Other names of this?
Pears are sometimes called European pears or common pears.
How it is useful in PCOS/PCOD?
· Fiber content: Pears are a good source of soluble fiber, which can help improve insulin sensitivity.
· Low glycemic index: Pears have a low glycemic index, meaning they don’t cause a sharp spike in blood sugar levels.
· Nutrient-rich: Pears are a good source of vitamins, minerals, and antioxidants.
Important nutrients of this useful in PCOS/PCOD?
· Fiber: Pears are a good source of soluble fiber, which can help improve insulin sensitivity and manage weight.
· Potassium: Potassium is essential for maintaining healthy blood pressure.
· Vitamin C: Vitamin C is an antioxidant that can help protect cells from damage.
· Boron: Boron is a trace mineral that may be beneficial for hormone balance.

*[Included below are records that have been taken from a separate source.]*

PR #8246, opened 2026-02-27
Deferred threshold integration

IvanPleshkov:
## Summary
This PR introduces a deferred threshold for segments with a deferred internal id.

Part of the deferred points feature, described here:
https://www.notion.so/qdrant/Deferred-points-in-appendable-segments-311674779d33808a9e97f9449267b2f6

## Changes list

This PR adds two new fields into `Segment` struct:
```rust
deferred_points_threshold_bytes: Option<NonZeroUsize>,
deferred_internal_id: Option<PointOffsetType>,
```

`deferred_points_threshold_bytes` is presented in each segment, including indexed ones; it's just a propagation data from the collection - the value is `Some` if `prevent_unoptimized = true` and `indexing_threshold > 0`.

Segment owns the logic of deferred points and decided himself if he has deferred points inside.
On the segment level, we disable the deferred points feature in case when:
- Segment is non-appendable
- There are no dense vector storages

The segment decides that he has deferred points, he sets `Some` for `deferred_internal_id`, which describes the start internal ID to filter in read operations (including `deferred_internal_id`).

PR has a function `update_deferred_internal_id()`. It computes the deferred ID from vector storage layout sizes, taking the minimum across all non-multivector data. Called on segment creation/load and after each point insertion (put_all_vectors, upsert_vector, insert).

`has_deferred_points()` — quick check used by the indexing optimizer to trigger optimization on segments that have deferred points, ensuring they get indexed promptly.

Threshold derived from config — get_deferred_points_threshold_bytes() on OptimizersConfig returns Some(indexing_threshold_kb * 1024) when prevent_unoptimized == true, None otherwise.

All callers updated — every call site for build_segment, load_segment, SegmentBuilder::build, proxy_all_segments, and snapshot_all_segments now passes the threshold (mostly None in tests/edge).

## Future work
For simpler review, multivectors and sparse vectors will be applied in the next changes of this milestone (it's marked in the design document plan).

### DIFF
--- a/lib/segment/src/segment/mod.rs
+++ b/lib/segment/src/segment/mod.rs
@@ -95,11 +95,13 @@ pub struct Segment {
     pub error_status: Option<SegmentFailedState>,
     #[cfg(feature = "rocksdb")]
     pub database: Option<Arc<parking_lot::RwLock<DB>>>,
-    /// If set, shows that all points with internal id >= deferred_internal_id
-    /// are not visible for read operations, but are already present in the segment.
+    /// Deferred-points threshold in bytes propagated from optimizer config.
+    /// If `None`, deferred-points behavior is disabled for this segment.
     pub(crate) deferred_points_threshold_bytes: Option<NonZeroUsize>,
-    // Cached deferred internal id,
-    // which is used for quick checks of point visibility without accessing vector storage.
+    /// Cached deferred internal ID for fast visibility checks.
+    /// Points with internal id >= this value are hidden from reads.
+    /// It's `None` if deferred_points_threshold_bytes is `None` or if there are no deferred points.
+    /// Also `None` for non-appendable segments, as they don't accept new points and thus don't have deferred points.
     pub(crate) deferred_internal_id: Option<PointOffsetType>,
 }
 


lib/segment/src/segment/segment_ops.rs
```diff
@@ -652,6 +652,42 @@ impl Segment {
...
+                        .borrow()
+                        .get_deferred_id(deferred_threshold)
+                })
+                .min();
+            if let Some(deferred_id) = deferred_id
+                && (deferred_id as usize) < self.total_point_count()
+            {
+                self.deferred_internal_id = Some(deferred_id);
+            }
+        }
```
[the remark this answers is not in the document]
IvanPleshkov: fixed, check please

lib/segment/src/vector_storage/vector_storage_base.rs
```diff
@@ -207,6 +208,17 @@ pub trait DenseVectorStorage<T: PrimitiveVectorElement>: VectorStorage {
...
+    /// Returns the point offset at which cumulative storage size reaches the threshold.
+    /// For dense storage, each vector has constant size, so simple division suffices.
+    fn get_deferred_id(&self, deferred_threshold: usize) -> Option<PointOffsetType> {
+        let size_per_vector = self.vector_dim() * std::mem::size_of::<T>();
+        if size_per_vector.is_zero() {
+            return Some(self.total_vector_count() as PointOffsetType);
+        }
+        let deferred_id = deferred_threshold / size_per_vector;
+        Some(deferred_id.min(self.total_vector_count()) as PointOffsetType)
+    }
```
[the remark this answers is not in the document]
IvanPleshkov: removed

lib/segment/src/vector_storage/vector_storage_base.rs
```diff
@@ -238,6 +250,41 @@ pub trait MultiVectorStorage<T: PrimitiveVectorElement>: VectorStorage {
...
+            let cumulative_bytes =
+                self.inner_vectors_count_up_to(mid as PointOffsetType) * bytes_per_inner_vector;
+            if cumulative_bytes >= deferred_threshold {
+                hi = mid;
+            } else {
+                lo = mid + 1;
+            }
+        }
+        Some(lo as PointOffsetType)
+    }
```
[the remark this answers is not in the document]
IvanPleshkov: removed

lib/segment/src/segment/segment_ops.rs
```diff
@@ -652,6 +653,42 @@ impl Segment {
...
+            return;
+        }
+
+        if let Some(deferred_threshold) = self.deferred_threshold {
+            // Corner case for zero threshold
+            if deferred_threshold.is_zero() {
+                return;
+            }
+
+            let is_deferred_reached = self.vector_data.values().any(|vector_data| {
```
IvanPleshkov: Please take additional attention here.
The main problem here is `size_of_available_vectors_in_bytes`, which depends on deletes.
I find it OK because we set `deferred_internal_id` once, and if the user deletes the point, we have an additional check in the index optimizer

lib/collection/src/optimizers_builder.rs
```diff
@@ -158,6 +160,11 @@ impl OptimizersConfig {
             num_indexing_threads.saturating_mul(DEFAULT_MAX_SEGMENT_PER_CPU_KB)
         }
     }
+
+    pub fn get_deferred_threshold(&self) -> Option<usize> {
```
JojiiOfficial: Suggestion

```suggestion
    pub fn get_deferred_threshold_bytes(&self) -> Option<usize> {
```

lib/segment/src/segment/segment_ops.rs
```diff
@@ -652,6 +653,42 @@ impl Segment {
...
         self.id_tracker.borrow_mut().fix_inconsistencies()
     }
+
+    pub fn has_deferred_points(&self) -> bool {
+        if let Some(deferred_internal_id) = self.deferred_internal_id {
+            (deferred_internal_id as usize) < self.total_point_count()
+        } else {
+            false
+        }
+    }
```
JojiiOfficial:
```suggestion
        self.deferred_internal_id.is_some_and(|deferred_internal_id| (deferred_internal_id as usize) < self.total_point_count())
    }
```

lib/collection/src/optimizers_builder.rs
IvanPleshkov: renamed everywhere

lib/segment/src/segment/segment_ops.rs
IvanPleshkov: We decided during the pair review session check for `Some` only

lib/shard/src/optimizers/indexing_optimizer.rs
```diff
@@ -83,7 +83,9 @@ impl IndexingOptimizer {
                     is_big_for_mmap && !is_on_disk
                 };
 
-                if optimize_for_index || optimize_for_mmap {
+                let has_deferred_points = segment.has_deferred_points();
```
IvanPleshkov: Attention point. Here, we update the index optimizer and do optimization if there are any deferred points

IvanPleshkov: everybody is agreed that we need this check in the indexing optimizer

lib/segment/src/segment/segment_ops.rs
IvanPleshkov: outdated, we use the total size

lib/segment/src/segment/segment_ops.rs
```diff
@@ -652,6 +656,50 @@ impl Segment {
...
+                        .get_vector_layout()
+                        .ok()
+                        .map(|layout| layout.size())
+                        .and_then(NonZeroUsize::new)?;
+                    let deferred_internal_id = deferred_points_threshold_bytes
+                        .get()
+                        .div_ceil(vector_size.get());
+                    if deferred_internal_id < storage.total_vector_count() {
+                        Some(deferred_internal_id as PointOffsetType)
+                    } else {
```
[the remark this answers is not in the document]
IvanPleshkov: total_vector_count cannot be larger than PointOffsetType::MAX, this conversion is safe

How much to take in PCOS/PCOD?
There’s no specific dosage recommendation for pears in PCOS/PCOD. However, incorporating pears into your daily diet can be beneficial. Aim for at least 2-3 servings of pears per week.
How to take in PCOS/PCOD?
· Fresh: Pears can be eaten fresh as a snack or added to salads or fruit bowls.
· Cooked: Pears can also be cooked and enjoyed in various ways, such as baked, poached, or grilled.
Side effects of taking too much in PCOS/PCOD?
While pears are generally safe, excessive consumption can lead to digestive issues, such as diarrhea or bloating. However, this is unlikely with moderate consumption.